**SUPPLIED RECORDS:**
========================================

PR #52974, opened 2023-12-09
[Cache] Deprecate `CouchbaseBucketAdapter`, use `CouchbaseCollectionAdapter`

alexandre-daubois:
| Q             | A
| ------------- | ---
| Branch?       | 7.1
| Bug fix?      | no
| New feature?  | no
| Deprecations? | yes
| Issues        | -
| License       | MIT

========================================

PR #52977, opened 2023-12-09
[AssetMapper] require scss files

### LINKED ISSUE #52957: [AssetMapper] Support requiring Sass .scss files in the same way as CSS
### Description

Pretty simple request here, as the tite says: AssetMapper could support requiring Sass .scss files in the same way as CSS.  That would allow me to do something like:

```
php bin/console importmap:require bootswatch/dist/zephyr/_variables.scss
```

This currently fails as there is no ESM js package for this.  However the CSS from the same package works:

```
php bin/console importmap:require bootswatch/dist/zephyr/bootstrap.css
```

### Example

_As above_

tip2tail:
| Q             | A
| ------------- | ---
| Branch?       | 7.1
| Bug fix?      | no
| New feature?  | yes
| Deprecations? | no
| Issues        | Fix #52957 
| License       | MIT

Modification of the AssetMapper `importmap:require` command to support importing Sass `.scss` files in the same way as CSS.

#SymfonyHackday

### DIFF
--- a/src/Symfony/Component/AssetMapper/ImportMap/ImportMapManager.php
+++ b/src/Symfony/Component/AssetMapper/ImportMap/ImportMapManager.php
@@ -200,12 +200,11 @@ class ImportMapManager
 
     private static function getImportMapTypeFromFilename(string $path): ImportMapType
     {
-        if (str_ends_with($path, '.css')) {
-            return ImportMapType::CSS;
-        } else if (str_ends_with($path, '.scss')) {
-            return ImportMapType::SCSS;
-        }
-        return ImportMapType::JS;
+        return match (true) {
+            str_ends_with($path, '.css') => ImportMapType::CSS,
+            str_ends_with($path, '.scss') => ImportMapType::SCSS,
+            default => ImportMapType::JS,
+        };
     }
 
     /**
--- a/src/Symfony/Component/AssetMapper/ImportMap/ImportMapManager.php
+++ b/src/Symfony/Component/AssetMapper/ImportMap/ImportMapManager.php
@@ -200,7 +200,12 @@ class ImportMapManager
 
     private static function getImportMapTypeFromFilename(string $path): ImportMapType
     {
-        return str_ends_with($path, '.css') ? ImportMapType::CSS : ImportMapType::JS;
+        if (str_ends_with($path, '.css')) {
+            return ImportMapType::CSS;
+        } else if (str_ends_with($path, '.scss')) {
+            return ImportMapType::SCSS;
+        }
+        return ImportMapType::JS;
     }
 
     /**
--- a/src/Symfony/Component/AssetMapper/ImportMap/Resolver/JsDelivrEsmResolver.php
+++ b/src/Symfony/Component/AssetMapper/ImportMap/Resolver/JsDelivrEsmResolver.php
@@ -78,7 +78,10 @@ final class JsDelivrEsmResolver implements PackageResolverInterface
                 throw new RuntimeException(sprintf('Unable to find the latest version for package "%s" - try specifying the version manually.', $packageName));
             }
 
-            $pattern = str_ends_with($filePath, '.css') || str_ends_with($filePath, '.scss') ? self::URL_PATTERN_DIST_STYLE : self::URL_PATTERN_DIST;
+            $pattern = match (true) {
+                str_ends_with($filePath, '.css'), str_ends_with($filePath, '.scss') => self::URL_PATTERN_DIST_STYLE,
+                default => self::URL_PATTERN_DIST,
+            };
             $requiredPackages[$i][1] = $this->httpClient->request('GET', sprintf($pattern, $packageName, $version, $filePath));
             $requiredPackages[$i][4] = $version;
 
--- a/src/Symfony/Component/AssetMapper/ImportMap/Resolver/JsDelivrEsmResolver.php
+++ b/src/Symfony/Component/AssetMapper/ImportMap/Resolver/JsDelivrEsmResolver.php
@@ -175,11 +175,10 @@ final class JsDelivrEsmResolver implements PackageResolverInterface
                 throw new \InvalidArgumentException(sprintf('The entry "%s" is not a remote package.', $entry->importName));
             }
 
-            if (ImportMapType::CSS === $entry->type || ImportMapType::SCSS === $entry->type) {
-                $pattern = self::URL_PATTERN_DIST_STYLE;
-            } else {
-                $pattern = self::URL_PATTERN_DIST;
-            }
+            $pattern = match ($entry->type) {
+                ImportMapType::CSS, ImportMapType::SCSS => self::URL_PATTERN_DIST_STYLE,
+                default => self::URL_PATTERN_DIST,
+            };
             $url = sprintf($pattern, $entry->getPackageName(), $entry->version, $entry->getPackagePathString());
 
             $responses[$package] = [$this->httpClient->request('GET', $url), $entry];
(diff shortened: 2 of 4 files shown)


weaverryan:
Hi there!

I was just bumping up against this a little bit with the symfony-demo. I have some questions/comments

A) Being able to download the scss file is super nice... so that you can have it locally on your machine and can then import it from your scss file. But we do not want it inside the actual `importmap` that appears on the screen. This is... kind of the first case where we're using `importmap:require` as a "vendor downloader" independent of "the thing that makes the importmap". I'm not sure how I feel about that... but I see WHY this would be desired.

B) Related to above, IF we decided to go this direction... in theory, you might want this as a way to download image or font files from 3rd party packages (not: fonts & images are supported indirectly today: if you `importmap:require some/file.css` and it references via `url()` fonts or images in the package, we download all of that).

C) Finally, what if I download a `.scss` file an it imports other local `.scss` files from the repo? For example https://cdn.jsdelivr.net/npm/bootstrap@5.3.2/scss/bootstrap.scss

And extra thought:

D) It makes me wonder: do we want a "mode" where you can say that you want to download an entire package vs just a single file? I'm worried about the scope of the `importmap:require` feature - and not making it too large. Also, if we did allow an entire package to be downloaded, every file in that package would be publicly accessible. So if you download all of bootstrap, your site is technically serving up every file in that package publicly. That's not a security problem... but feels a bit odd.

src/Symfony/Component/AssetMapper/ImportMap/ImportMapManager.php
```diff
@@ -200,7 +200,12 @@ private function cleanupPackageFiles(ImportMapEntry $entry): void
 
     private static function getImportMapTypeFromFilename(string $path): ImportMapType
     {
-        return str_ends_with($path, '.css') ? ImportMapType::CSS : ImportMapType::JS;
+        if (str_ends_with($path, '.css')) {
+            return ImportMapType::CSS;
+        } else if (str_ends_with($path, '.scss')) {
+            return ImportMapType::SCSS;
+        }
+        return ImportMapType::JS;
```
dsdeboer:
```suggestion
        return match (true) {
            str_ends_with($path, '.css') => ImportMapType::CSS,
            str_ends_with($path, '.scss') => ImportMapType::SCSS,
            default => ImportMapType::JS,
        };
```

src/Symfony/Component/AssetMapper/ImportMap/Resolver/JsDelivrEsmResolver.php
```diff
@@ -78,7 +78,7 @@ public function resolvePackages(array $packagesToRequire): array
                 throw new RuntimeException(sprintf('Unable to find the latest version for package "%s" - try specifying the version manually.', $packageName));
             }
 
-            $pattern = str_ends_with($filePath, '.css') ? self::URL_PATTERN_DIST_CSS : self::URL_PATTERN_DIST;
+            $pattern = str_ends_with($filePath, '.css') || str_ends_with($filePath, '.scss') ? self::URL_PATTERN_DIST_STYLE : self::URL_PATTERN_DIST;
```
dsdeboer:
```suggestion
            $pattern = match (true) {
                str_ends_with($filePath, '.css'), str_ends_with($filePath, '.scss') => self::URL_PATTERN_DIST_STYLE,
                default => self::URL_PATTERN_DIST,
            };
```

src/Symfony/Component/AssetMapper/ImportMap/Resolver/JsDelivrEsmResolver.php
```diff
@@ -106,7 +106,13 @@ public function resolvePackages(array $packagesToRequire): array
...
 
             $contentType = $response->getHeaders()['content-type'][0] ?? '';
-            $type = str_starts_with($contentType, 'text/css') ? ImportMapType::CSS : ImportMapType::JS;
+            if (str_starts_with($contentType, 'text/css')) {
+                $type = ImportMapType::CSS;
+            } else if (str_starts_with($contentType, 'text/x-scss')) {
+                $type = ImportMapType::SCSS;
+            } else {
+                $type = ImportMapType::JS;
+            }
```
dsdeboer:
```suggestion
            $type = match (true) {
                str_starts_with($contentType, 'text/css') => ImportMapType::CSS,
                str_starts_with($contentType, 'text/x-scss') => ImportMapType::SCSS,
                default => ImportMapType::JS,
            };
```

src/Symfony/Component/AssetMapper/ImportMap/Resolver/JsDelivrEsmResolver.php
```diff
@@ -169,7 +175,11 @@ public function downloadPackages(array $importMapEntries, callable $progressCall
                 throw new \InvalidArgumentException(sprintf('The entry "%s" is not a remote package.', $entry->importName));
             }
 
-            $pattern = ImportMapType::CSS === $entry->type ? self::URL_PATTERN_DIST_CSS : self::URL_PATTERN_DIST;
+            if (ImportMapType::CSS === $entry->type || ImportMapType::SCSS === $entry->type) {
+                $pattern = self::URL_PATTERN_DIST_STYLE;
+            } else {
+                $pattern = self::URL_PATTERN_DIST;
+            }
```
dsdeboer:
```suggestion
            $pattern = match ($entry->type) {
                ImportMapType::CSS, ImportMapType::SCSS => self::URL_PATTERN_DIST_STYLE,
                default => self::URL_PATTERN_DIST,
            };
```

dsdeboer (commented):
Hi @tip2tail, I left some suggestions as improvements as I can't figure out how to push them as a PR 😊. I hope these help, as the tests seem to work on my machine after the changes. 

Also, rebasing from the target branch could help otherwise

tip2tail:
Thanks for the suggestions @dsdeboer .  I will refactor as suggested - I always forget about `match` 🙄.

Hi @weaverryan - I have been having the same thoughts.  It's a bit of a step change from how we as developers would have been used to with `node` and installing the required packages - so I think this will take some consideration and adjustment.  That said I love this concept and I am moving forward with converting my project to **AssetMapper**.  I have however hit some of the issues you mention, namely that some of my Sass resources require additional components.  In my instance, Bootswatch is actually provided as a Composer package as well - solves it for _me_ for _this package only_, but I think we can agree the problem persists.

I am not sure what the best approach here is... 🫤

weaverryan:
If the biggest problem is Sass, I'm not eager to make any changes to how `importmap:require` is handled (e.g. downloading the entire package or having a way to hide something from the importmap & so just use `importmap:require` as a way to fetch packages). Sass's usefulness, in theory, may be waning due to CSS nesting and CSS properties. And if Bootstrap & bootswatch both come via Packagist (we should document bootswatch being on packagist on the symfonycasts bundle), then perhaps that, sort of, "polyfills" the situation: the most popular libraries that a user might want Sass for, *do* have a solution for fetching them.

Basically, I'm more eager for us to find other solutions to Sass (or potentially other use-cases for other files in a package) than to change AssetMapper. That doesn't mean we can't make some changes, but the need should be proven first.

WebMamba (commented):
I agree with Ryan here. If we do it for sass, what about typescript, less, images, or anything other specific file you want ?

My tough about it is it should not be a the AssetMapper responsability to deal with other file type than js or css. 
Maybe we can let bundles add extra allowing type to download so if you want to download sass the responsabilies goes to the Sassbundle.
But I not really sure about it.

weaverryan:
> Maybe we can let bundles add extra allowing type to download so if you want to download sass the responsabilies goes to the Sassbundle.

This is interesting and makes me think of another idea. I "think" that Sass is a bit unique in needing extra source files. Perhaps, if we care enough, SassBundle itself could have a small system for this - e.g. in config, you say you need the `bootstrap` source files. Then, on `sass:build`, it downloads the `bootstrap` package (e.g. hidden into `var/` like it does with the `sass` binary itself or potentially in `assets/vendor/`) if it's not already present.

========================================

**WHAT IS REQUIRED:**
Using the listing above, show each line holding the string "problem".

**WRITTEN ANSWER:**
D) It makes me wonder: do we want a "mode" where you can say that you want to download an entire package vs just a single file? I'm worried about the scope of the `importmap:require` feature - and not making it too large. Also, if we did allow an entire package to be downloaded, every file in that package would be publicly accessible. So if you download all of bootstrap, your site is technically serving up every file in that package publicly. That's not a security problem... but feels a bit odd.
Hi @weaverryan - I have been having the same thoughts.  It's a bit of a step change from how we as developers would have been used to with `node` and installing the required packages - so I think this will take some consideration and adjustment.  That said I love this concept and I am moving forward with converting my project to **AssetMapper**.  I have however hit some of the issues you mention, namely that some of my Sass resources require additional components.  In my instance, Bootswatch is actually provided as a Composer package as well - solves it for _me_ for _this package only_, but I think we can agree the problem persists.
If the biggest problem is Sass, I'm not eager to make any changes to how `importmap:require` is handled (e.g. downloading the entire package or having a way to hide something from the importmap & so just use `importmap:require` as a way to fetch packages). Sass's usefulness, in theory, may be waning due to CSS nesting and CSS properties. And if Bootstrap & bootswatch both come via Packagist (we should document bootswatch being on packagist on the symfonycasts bundle), then perhaps that, sort of, "polyfills" the situation: the most popular libraries that a user might want Sass for, *do* have a solution for fetching them.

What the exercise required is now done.